== Exercise objective ==
Lines from the line with "Support: libgomp43 libuuid1 psmisc" to the line with "This Pull Request changes" in the entries below, and only those, must be output exactly, with both ends included.

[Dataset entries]
BEGIN
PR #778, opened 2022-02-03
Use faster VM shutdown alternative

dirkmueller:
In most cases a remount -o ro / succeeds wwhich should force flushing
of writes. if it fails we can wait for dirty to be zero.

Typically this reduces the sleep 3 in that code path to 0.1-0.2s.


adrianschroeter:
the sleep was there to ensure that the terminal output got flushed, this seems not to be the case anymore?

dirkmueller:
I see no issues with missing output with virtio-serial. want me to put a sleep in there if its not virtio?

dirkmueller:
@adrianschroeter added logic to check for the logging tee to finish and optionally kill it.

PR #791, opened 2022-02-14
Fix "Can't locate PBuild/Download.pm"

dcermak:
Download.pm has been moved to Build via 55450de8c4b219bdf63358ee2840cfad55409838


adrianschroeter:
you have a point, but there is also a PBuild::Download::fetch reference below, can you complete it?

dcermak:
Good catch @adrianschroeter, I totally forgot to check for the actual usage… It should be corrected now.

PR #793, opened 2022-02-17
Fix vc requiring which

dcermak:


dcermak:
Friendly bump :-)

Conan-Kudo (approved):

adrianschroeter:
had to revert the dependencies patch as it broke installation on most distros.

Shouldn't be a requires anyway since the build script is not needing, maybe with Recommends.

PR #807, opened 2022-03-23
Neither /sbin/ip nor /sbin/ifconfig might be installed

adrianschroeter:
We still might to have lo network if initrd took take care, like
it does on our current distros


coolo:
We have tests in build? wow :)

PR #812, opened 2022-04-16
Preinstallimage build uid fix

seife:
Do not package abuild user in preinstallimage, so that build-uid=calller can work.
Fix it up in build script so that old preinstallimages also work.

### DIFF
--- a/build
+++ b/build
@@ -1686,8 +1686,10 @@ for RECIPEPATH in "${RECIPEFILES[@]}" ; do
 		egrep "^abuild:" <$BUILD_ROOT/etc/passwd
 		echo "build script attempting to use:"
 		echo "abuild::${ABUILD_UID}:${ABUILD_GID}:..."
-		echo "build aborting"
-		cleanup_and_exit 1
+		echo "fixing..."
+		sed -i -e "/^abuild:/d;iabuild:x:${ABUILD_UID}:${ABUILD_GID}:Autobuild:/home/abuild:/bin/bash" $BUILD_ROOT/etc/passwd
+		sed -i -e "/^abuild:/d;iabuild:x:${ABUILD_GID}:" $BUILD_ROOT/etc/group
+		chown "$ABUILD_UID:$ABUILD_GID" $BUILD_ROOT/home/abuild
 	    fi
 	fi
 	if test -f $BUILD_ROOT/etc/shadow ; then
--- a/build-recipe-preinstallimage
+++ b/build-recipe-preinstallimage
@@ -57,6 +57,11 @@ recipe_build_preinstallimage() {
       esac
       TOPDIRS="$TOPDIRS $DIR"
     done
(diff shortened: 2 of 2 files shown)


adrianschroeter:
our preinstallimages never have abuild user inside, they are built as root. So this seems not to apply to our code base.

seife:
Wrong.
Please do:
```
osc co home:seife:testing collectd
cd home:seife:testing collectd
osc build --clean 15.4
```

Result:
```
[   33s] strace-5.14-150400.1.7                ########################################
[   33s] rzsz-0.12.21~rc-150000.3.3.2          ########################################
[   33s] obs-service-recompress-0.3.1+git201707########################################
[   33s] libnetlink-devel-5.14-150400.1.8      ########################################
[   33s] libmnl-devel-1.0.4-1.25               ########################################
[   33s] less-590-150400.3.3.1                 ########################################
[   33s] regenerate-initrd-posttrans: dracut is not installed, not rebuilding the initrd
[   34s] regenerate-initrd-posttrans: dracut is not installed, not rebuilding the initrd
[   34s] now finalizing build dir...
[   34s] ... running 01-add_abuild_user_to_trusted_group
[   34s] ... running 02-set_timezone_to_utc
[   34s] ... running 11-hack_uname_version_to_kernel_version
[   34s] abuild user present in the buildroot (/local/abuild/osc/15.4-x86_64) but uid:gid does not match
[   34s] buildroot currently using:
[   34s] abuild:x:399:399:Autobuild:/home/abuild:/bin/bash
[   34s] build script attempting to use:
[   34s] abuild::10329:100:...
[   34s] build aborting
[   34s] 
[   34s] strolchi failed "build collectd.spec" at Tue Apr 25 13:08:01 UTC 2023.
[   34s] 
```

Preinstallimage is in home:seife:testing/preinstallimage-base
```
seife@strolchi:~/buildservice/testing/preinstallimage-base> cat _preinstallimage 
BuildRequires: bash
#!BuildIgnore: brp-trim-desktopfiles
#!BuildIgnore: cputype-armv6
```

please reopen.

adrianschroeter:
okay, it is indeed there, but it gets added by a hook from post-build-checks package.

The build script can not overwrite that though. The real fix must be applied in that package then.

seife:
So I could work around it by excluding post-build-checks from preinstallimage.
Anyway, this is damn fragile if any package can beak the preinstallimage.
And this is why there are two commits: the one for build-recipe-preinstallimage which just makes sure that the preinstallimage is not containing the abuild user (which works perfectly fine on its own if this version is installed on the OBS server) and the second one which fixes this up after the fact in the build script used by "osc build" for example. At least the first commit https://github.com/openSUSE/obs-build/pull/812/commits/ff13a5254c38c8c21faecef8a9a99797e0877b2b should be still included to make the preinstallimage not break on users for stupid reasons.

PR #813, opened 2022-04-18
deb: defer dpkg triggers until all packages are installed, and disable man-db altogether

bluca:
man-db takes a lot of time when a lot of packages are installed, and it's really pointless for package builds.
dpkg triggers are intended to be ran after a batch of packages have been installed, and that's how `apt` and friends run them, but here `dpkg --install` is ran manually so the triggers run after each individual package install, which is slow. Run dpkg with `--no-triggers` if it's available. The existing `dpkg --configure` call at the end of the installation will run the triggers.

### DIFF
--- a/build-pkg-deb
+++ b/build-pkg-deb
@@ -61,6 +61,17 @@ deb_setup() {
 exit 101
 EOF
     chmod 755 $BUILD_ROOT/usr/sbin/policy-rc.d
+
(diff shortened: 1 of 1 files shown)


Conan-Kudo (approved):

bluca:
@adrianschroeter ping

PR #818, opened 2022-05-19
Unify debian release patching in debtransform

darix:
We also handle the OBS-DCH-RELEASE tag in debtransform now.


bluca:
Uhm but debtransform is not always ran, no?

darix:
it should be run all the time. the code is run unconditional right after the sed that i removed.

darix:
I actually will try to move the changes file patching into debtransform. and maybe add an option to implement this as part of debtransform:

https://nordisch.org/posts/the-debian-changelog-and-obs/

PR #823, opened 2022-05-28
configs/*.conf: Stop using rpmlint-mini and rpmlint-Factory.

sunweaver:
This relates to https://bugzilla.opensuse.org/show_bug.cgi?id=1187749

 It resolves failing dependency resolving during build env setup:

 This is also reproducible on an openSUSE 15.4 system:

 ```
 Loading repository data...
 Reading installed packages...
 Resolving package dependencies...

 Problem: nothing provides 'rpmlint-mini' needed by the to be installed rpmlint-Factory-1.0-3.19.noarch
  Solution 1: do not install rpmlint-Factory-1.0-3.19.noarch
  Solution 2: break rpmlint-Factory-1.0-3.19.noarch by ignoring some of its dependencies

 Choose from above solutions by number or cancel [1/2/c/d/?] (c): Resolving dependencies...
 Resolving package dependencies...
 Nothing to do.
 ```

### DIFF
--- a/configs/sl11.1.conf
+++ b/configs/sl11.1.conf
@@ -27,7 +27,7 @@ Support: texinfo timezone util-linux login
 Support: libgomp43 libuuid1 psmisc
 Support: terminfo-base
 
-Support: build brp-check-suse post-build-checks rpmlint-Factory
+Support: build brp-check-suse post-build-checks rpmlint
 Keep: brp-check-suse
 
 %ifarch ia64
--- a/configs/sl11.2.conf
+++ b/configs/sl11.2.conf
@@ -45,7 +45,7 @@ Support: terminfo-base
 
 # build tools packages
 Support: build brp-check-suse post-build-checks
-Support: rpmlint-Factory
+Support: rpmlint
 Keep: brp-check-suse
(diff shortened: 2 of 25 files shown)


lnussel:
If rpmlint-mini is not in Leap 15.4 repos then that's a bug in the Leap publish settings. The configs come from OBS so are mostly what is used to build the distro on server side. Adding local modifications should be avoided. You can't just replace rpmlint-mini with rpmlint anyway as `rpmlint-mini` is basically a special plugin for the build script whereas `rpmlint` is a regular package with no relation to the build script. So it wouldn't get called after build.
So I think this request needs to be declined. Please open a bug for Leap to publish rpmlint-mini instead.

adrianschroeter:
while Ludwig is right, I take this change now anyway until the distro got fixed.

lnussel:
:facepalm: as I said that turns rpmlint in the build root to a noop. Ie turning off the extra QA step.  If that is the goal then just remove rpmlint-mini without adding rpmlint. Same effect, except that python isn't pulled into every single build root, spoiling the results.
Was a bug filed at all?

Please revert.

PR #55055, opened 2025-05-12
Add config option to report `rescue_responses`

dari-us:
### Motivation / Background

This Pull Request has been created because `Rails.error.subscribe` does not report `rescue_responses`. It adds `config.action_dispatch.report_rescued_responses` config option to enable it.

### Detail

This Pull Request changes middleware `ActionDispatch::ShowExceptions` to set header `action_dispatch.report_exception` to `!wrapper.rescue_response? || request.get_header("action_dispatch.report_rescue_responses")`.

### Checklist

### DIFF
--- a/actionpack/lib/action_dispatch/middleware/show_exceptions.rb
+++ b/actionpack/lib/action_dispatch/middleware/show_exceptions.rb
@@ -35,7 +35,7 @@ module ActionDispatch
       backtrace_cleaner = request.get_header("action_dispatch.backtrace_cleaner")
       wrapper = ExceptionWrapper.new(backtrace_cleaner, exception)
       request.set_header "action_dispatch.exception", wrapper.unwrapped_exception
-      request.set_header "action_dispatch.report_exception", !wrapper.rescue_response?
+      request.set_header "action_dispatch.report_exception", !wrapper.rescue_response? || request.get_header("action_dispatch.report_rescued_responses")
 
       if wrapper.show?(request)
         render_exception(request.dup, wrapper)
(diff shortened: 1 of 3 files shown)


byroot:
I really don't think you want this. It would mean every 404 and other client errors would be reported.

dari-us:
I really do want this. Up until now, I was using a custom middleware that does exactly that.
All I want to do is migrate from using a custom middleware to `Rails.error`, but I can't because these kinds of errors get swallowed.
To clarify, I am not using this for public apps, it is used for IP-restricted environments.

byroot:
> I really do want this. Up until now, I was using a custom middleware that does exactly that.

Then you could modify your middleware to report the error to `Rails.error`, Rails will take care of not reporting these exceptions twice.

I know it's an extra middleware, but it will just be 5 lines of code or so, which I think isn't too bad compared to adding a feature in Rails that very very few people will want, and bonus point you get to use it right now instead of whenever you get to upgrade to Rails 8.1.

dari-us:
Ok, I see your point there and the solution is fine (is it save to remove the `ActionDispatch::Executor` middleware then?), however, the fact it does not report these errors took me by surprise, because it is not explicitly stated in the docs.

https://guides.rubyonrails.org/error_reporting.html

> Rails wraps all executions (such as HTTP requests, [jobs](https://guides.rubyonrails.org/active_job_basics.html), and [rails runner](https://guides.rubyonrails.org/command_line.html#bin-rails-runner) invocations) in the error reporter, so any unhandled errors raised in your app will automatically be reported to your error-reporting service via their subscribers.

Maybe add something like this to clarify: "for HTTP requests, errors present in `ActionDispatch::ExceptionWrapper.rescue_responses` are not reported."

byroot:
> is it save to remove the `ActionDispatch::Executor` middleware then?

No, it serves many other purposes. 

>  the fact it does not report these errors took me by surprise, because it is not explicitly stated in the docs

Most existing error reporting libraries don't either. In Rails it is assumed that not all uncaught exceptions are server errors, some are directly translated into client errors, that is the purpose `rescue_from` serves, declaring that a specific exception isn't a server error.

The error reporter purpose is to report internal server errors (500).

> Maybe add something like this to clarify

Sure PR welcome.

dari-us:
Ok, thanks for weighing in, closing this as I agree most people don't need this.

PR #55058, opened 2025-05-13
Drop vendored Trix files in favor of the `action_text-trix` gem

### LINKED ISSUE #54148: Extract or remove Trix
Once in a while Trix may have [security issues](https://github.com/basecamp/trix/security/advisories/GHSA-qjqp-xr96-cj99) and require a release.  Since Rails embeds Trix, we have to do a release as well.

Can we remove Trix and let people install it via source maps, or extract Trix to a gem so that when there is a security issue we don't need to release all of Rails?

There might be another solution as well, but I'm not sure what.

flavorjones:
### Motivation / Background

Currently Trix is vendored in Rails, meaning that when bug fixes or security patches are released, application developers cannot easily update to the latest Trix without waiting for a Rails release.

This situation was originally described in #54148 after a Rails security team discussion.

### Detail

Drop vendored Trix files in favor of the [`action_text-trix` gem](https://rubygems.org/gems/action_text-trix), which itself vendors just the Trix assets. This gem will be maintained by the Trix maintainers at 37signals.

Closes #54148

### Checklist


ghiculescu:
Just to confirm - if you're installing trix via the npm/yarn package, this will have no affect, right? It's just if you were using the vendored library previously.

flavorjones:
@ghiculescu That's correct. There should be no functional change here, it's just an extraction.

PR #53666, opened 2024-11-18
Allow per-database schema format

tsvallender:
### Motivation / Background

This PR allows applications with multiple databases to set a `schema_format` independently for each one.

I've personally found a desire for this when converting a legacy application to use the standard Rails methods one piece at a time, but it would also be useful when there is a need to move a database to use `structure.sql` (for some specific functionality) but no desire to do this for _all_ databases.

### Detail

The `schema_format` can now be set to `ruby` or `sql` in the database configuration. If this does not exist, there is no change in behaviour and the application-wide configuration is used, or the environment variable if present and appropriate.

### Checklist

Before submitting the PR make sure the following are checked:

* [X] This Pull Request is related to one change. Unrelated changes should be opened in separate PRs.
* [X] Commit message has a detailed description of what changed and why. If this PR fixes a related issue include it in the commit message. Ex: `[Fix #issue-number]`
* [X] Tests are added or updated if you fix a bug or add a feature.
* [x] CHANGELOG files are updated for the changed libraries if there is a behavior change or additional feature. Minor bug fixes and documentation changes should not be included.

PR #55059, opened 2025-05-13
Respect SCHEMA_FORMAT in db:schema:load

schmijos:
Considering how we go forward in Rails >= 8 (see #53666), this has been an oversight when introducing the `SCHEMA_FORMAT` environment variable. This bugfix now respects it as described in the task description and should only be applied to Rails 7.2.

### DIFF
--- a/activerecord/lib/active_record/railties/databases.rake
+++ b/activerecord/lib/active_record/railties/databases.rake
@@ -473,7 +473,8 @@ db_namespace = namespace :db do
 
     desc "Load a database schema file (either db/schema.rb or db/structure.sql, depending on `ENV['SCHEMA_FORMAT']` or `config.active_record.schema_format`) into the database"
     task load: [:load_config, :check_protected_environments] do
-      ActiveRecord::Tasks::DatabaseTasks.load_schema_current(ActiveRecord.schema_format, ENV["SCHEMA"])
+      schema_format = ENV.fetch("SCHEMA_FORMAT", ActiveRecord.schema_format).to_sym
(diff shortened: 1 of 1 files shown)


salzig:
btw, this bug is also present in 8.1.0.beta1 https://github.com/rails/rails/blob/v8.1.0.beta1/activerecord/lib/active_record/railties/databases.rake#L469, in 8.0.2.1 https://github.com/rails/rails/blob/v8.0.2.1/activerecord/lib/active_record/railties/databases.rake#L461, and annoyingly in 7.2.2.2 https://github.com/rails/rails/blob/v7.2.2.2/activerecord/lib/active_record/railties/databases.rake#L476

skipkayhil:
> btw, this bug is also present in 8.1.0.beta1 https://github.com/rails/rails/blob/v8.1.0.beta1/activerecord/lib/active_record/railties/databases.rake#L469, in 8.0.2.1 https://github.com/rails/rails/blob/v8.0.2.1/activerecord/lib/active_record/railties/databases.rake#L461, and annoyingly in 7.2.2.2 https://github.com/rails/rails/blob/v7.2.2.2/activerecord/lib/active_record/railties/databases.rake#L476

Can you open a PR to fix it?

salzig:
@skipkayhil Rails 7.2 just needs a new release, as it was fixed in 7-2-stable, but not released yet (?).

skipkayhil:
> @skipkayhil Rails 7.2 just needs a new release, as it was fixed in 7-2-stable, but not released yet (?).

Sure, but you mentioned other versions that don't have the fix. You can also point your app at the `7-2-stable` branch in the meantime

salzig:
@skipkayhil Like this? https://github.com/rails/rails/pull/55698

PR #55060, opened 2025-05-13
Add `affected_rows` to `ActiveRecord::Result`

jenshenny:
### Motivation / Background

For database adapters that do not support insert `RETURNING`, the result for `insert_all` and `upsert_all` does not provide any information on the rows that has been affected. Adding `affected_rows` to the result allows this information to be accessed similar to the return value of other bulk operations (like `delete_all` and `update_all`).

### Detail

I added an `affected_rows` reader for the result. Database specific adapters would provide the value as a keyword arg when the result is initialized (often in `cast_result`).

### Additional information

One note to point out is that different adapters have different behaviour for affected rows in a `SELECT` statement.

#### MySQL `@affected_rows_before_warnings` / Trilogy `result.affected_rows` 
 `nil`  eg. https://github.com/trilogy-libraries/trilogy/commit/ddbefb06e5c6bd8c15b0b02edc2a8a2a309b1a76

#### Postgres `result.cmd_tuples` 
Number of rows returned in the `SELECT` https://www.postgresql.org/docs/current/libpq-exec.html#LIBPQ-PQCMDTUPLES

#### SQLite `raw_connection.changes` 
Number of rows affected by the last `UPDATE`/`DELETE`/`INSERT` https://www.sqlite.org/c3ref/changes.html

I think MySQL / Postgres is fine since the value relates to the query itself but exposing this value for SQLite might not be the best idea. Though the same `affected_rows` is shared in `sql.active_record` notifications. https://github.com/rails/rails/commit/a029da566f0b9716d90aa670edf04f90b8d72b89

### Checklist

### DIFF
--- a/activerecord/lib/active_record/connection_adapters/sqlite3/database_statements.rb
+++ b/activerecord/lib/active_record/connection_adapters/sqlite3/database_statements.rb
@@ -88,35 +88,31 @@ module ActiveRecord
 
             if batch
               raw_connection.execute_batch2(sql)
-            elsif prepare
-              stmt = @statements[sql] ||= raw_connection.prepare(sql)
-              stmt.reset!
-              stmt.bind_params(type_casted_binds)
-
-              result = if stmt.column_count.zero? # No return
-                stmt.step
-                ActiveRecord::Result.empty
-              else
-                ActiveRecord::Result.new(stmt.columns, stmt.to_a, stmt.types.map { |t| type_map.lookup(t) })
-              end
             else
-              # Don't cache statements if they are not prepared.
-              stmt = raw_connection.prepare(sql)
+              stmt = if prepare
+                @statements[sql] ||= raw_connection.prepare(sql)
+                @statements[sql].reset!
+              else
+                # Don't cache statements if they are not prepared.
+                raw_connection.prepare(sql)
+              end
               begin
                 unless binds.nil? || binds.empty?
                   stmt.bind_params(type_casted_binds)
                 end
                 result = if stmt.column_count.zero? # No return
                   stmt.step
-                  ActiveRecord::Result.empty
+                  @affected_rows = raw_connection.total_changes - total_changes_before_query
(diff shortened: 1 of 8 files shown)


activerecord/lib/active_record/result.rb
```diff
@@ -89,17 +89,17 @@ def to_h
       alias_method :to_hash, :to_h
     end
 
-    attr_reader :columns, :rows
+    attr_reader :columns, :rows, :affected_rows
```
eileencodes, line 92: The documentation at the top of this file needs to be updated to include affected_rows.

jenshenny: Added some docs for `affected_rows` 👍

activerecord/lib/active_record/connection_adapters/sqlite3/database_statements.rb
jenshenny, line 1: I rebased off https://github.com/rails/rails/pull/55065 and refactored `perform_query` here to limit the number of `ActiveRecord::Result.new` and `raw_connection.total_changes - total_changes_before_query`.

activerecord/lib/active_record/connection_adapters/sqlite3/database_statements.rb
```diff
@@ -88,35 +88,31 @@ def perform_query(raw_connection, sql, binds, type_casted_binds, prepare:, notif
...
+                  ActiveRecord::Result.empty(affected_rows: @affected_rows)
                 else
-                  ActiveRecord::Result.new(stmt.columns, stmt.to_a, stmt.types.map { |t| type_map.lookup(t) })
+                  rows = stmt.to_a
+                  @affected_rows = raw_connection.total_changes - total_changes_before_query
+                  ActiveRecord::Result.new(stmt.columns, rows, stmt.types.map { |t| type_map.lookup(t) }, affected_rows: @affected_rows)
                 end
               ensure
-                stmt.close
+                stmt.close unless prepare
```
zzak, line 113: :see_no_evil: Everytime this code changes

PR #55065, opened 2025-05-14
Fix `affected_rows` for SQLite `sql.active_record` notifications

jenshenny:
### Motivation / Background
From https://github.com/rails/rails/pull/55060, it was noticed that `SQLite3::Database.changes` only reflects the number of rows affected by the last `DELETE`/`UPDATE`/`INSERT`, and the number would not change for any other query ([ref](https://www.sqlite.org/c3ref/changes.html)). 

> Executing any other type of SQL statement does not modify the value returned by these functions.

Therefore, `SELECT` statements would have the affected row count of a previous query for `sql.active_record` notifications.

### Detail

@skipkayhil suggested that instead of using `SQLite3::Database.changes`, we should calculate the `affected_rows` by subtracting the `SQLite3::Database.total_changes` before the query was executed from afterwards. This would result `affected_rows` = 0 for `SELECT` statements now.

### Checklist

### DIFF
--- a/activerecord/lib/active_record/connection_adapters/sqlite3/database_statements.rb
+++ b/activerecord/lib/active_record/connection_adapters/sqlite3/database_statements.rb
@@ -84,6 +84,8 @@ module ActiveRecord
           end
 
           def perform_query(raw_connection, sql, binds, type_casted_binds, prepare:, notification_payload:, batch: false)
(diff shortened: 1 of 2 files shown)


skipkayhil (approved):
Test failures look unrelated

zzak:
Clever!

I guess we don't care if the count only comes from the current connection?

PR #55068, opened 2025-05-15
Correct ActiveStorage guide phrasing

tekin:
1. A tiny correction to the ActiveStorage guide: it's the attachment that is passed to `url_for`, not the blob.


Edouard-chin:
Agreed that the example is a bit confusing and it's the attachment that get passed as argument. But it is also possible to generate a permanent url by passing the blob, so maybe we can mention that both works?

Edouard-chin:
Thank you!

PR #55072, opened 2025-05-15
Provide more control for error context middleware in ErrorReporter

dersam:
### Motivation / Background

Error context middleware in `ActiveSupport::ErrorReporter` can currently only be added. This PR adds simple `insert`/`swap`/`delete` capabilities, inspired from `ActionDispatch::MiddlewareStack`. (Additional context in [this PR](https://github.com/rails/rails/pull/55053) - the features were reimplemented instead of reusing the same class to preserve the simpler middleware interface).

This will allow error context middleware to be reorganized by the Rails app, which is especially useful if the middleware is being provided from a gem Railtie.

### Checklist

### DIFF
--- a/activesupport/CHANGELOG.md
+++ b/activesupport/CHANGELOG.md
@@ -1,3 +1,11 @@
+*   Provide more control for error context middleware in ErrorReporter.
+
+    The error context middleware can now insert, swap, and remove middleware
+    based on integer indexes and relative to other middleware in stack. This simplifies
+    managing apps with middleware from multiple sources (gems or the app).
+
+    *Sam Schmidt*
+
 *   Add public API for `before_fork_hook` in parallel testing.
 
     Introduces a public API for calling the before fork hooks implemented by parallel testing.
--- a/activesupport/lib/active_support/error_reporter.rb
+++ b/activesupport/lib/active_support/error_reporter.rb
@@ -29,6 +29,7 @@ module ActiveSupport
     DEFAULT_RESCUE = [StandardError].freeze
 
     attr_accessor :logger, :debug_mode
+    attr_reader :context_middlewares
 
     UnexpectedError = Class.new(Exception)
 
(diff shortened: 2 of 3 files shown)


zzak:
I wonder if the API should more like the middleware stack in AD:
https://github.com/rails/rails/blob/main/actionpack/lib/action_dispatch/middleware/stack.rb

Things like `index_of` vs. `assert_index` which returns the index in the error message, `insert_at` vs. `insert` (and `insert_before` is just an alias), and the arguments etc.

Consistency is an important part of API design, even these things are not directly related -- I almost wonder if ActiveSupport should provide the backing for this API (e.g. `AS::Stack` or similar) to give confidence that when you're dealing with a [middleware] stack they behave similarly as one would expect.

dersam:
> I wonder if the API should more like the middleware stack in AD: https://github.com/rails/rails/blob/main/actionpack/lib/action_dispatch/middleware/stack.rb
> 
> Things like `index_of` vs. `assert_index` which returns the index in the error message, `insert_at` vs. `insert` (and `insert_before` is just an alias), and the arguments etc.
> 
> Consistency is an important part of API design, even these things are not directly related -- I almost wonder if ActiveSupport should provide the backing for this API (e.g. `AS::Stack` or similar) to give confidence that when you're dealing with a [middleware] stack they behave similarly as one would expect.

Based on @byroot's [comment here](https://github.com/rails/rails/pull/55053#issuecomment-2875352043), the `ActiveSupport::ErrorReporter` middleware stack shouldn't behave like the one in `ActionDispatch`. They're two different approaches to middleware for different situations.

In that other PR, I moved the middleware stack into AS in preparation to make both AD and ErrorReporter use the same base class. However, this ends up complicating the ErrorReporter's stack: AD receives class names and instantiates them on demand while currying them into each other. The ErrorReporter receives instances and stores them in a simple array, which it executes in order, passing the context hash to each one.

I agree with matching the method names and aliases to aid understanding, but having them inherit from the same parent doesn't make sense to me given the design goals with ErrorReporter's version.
END
== Solution for this task ==
 Support: libgomp43 libuuid1 psmisc
 Support: terminfo-base
 
-Support: build brp-check-suse post-build-checks rpmlint-Factory
+Support: build brp-check-suse post-build-checks rpmlint
 Keep: brp-check-suse
 
 %ifarch ia64
--- a/configs/sl11.2.conf
+++ b/configs/sl11.2.conf
@@ -45,7 +45,7 @@ Support: terminfo-base
 
 # build tools packages
 Support: build brp-check-suse post-build-checks
-Support: rpmlint-Factory
+Support: rpmlint
 Keep: brp-check-suse
(diff shortened: 2 of 25 files shown)


lnussel:
If rpmlint-mini is not in Leap 15.4 repos then that's a bug in the Leap publish settings. The configs come from OBS so are mostly what is used to build the distro on server side. Adding local modifications should be avoided. You can't just replace rpmlint-mini with rpmlint anyway as `rpmlint-mini` is basically a special plugin for the build script whereas `rpmlint` is a regular package with no relation to the build script. So it wouldn't get called after build.
So I think this request needs to be declined. Please open a bug for Leap to publish rpmlint-mini instead.

adrianschroeter:
while Ludwig is right, I take this change now anyway until the distro got fixed.

lnussel:
:facepalm: as I said that turns rpmlint in the build root to a noop. Ie turning off the extra QA step.  If that is the goal then just remove rpmlint-mini without adding rpmlint. Same effect, except that python isn't pulled into every single build root, spoiling the results.
Was a bug filed at all?

Please revert.

PR #55055, opened 2025-05-12
Add config option to report `rescue_responses`

dari-us:
### Motivation / Background

This Pull Request has been created because `Rails.error.subscribe` does not report `rescue_responses`. It adds `config.action_dispatch.report_rescued_responses` config option to enable it.

### Detail

This Pull Request changes middleware `ActionDispatch::ShowExceptions` to set header `action_dispatch.report_exception` to `!wrapper.rescue_response? || request.get_header("action_dispatch.report_rescue_responses")`.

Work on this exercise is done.